The string "unittest" appears in some lines of the entries that follow; copy each such line.

-- The input follows --

PR #1115, opened 2017-08-15
Fix issue with account selection

### LINKED ISSUE #1110: Mail sent by sign adress instead of from address
I use alot (msmtp) to send mails with to accounts. I use the same GPG key to sign both mails. Things used to work, but since commit 2504de648dd6413625387924baaca126eac68016 or 3995747c4efed39a74e75b5c11061574bc1e8cd8 of @dcbaker, all mails are sent through the account I sign with, not the one in the "from" header.

I'm mentioning the GPG part because of the contents of the mentioned commit. I can't image something else causing this commit to influence the sender.

pazz:
The problem is that `commands.envelope.SendCommand` simply passes the content
of the From-header to `settings.get_account_by_address`, without removing the realname part.
The problem was introduced in 084e37c, which silently drops the parsing of structured address strings .

So if the From-header is of the form "real name <email@address.org>", this does not match the account with
address "email@address.org" and falls back to the default account, which could be different.
I noticed this only by chance because my default provider (gmail) actually processes (and changes the sender) when given mails with foreign From-header values.

The first patch here moves this call into `get_account_by_address` itself, the second patch simplifies all calls to this method.

This might also fix #1110

### DIFF
--- a/alot/account.py
+++ b/alot/account.py
@@ -193,7 +193,7 @@ class SendmailAccount(Account):
         """Pipe the given mail to the configured sendmail command.  Display a
         short message on success or a notification on error.
         :param mail: the mail to send out
-        :type mail: str
+        :type mail: :class:`email.message.Message` or string
         :returns: the deferred that calls the sendmail command
         :rtype: `twisted.internet.defer.Deferred`
         """
@@ -213,6 +213,9 @@ class SendmailAccount(Account):
             logging.error(failure.getTraceback())
             logging.error(failure.value.stderr)
             raise SendingMailFailed(errmsg)
+
+        # make sure self.mail is a string
+        mail = str(mail)
 
         d = call_cmd_async(cmdlist, stdin=mail)
         d.addCallback(cb)
--- a/alot/commands/envelope.py
+++ b/alot/commands/envelope.py
@@ -236,11 +236,6 @@ class SendCommand(Command):
             return
         logging.debug("ACCOUNT: \"%s\"" % account.address)
 
-        # make sure self.mail is a string
-        logging.debug(self.mail.__class__)
-        if isinstance(self.mail, email.message.Message):
-            self.mail = str(self.mail)
-
         # define callback
         def afterwards(_):
             initial_tags = []
--- a/alot/commands/envelope.py
+++ b/alot/commands/envelope.py
@@ -118,7 +118,7 @@ class SaveCommand(Command):
         # determine account to use
         try:
             account = settings.get_account_by_address(
-                envelope.get('From'), return_default=True)
+                envelope['From'], return_default=True)
         except NoMatchingAccount:
             ui.notify('no accounts set.', priority='error')
             return
@@ -226,12 +226,15 @@ class SendCommand(Command):
         msg = self.mail
         if not isinstance(msg, email.message.Message):
             msg = email.message_from_string(self.mail)
+        address = msg.get('From', '')
+        logging.debug("FROM: \"%s\"" % address)
         try:
-            account = settings.get_account_by_address(
-                msg.get('From', ''), return_default=True)
+            account = settings.get_account_by_address(address,
+                                                      return_default=True)
         except NoMatchingAccount:
             ui.notify('no accounts set', priority='error')
             return
+        logging.debug("ACCOUNT: \"%s\"" % account.address)
 
         # make sure self.mail is a string
         logging.debug(self.mail.__class__)
@@ -505,8 +508,7 @@ class SignCommand(Command):
                     return
             else:
                 try:
-                    _, addr = email.utils.parseaddr(envelope.headers['From'][0])
-                    acc = settings.get_account_by_address(addr)
+                    acc = settings.get_account_by_address(envelope['From'])
                 except NoMatchingAccount:
                     envelope.sign = False
                     ui.notify('Unable to find a matching account',
--- a/tests/commands/envelope_test.py
+++ b/tests/commands/envelope_test.py
@@ -170,10 +170,10 @@ class TestSignCommand(unittest.TestCase):
     @staticmethod
     def _make_ui_mock():
         """Create a mock for the ui and envelope and return them."""
-        envelope = mock.Mock()
+        envelope = Envelope()
+        envelope['From'] = 'foo <foo@example.com>'
         envelope.sign = mock.sentinel.default
         envelope.sign_key = mock.sentinel.default
-        envelope.headers = {'From': ['foo <foo@example.com>']}
         ui = mock.Mock(current_buffer=mock.Mock(envelope=envelope))
         return envelope, ui
 
--- a/tests/commands/envelope_test.py
+++ b/tests/commands/envelope_test.py
@@ -23,7 +23,9 @@ import os
 import shutil
 import tempfile
 import textwrap
-import unittest
+
+from twisted.trial import unittest
+from twisted.internet.defer import inlineCallbacks
 
 import mock
 
@@ -370,18 +372,20 @@ class TestSendCommand(unittest.TestCase):
         Foo Bar Baz
         """)
 
+    @inlineCallbacks
     def test_get_account_by_address_with_str(self):
         cmd = envelope.SendCommand(mail=self.mail)
         account = mock.Mock()
         with mock.patch(
                 'alot.commands.envelope.settings.get_account_by_address',
                 mock.Mock(return_value=account)) as get_account_by_address:
-            cmd.apply(mock.Mock())
+            yield cmd.apply(mock.Mock())
         get_account_by_address.assert_called_once_with('foo@example.com',
                                                        return_default=True)
         # check that the apply did run through till the end.
         account.send_mail.assert_called_once_with(self.mail)
 
+    @inlineCallbacks
     def test_get_account_by_address_with_email_message(self):
         mail = email.message_from_string(self.mail)
         cmd = envelope.SendCommand(mail=mail)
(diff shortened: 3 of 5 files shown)


tests/commands/envelope_test.py
```diff
@@ -170,7 +170,7 @@ class TestSignCommand(unittest.TestCase):
     @staticmethod
     def _make_ui_mock():
         """Create a mock for the ui and envelope and return them."""
-        envelope = mock.Mock()
+        envelope = Envelope()
         envelope.sign = mock.sentinel.default
         envelope.sign_key = mock.sentinel.default
         envelope.headers = {'From': ['foo <foo@example.com>']}
```
dcbaker: If you're going to use an actual envelope you should probably set the headers rathaer than replacing them.

alot/commands/envelope.py
```diff
@@ -226,9 +226,12 @@ def apply(self, ui):
         msg = self.mail
         if not isinstance(msg, email.message.Message):
             msg = email.message_from_string(self.mail)
+            address = msg.get('From', '')
+            logging.debug("FROM: \"%s\"" % address)
```
lucc: Shouldn't these two lines be dedented one level?

lucc:
I uploaded one new test case for this PR to https://github.com/lucc/alot/tree/test/1115 . If you want you can add that commit to this PR. Obviously you can also modify it. The other places you touched are inside of apply methods of commands which I generally precieved harder to test. Maybe I can come up with a test for something there later. (Don't wait for me ;)

lucc:
I added two more tests to the mentioned branch.

alot/commands/envelope.py
pazz: yes, thanks.

tests/commands/envelope_test.py
pazz: done, via `envelope.__setitem__`..

pazz:
@lucc: the last test fails with

```
FAIL: test_get_account_by_address_with_email_message (tests.commands.envelope_test.TestSendCommand)
  File "/home/pazz/projects/alot/tests/commands/envelope_test.py", line 396, in test_get_account_by_address_with_email_message
    account.send_mail.assert_called_once_with(mail)
  File "/home/pazz/.local/lib/python2.7/site-packages/mock/mock.py", line 948, in assert_called_once_with
    return self.assert_called_with(*args, **kwargs)
  File "/home/pazz/.local/lib/python2.7/site-packages/mock/mock.py", line 937, in assert_called_with
    six.raise_from(AssertionError(_error_message(cause)), cause)
  File "/home/pazz/.local/lib/python2.7/site-packages/six.py", line 718, in raise_from
    raise value
AssertionError: Expected call: send_mail(<email.message.Message instance at 0x7ffb20294368>)
Actual call: send_mail('From nobody Wed Aug 16 09:14:31 2017\nFrom: foo@example.com\nTo: bar@example.com\nSubject: FooBar\n\nFoo Bar Baz\n')
```

I don't quite understand what exactly it does but as it tests the `get_account_by_address` method, shouldn't this go into a a test class for the settings manager?

pazz:
The last commit cleans up the signature of `SendmailAccount` slightly, simplifies the `SendCommand` and makes the tests pass as they are..

tests/commands/envelope_test.py
```diff
@@ -355,3 +356,41 @@ def test_apply_from_user_and_email(self):
...
+        """)
+
+    def test_get_account_by_address_with_str(self):
+        cmd = envelope.SendCommand(mail=self.mail)
+        account = mock.Mock()
+        with mock.patch(
+                'alot.commands.envelope.settings.get_account_by_address',
+                mock.Mock(return_value=account)) as get_account_by_address:
+            cmd.apply(mock.Mock())
+        get_account_by_address.assert_called_once_with('foo@example.com',
```
lucc: yes it is outside but the right side of the `with ... as` is even known after the with block. You can find this kind of mock.patch handling in the official docs I think.

tests/commands/envelope_test.py
```diff
@@ -355,3 +356,41 @@ def test_apply_from_user_and_email(self):
...
+        cmd = envelope.SendCommand(mail=mail)
+        account = mock.Mock()
+        with mock.patch(
+                'alot.commands.envelope.settings.get_account_by_address',
+                mock.Mock(return_value=account)) as get_account_by_address:
+            cmd.apply(mock.Mock())
+        get_account_by_address.assert_called_once_with('foo@example.com',
+                                                       return_default=True)
+        # check that the apply did run through till the end.
+        account.send_mail.assert_called_once_with(mail)
```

-- The input concluded --

Task solution:
@@ -170,10 +170,10 @@ class TestSignCommand(unittest.TestCase):
-import unittest
+from twisted.trial import unittest
@@ -370,18 +372,20 @@ class TestSendCommand(unittest.TestCase):
@@ -170,7 +170,7 @@ class TestSignCommand(unittest.TestCase):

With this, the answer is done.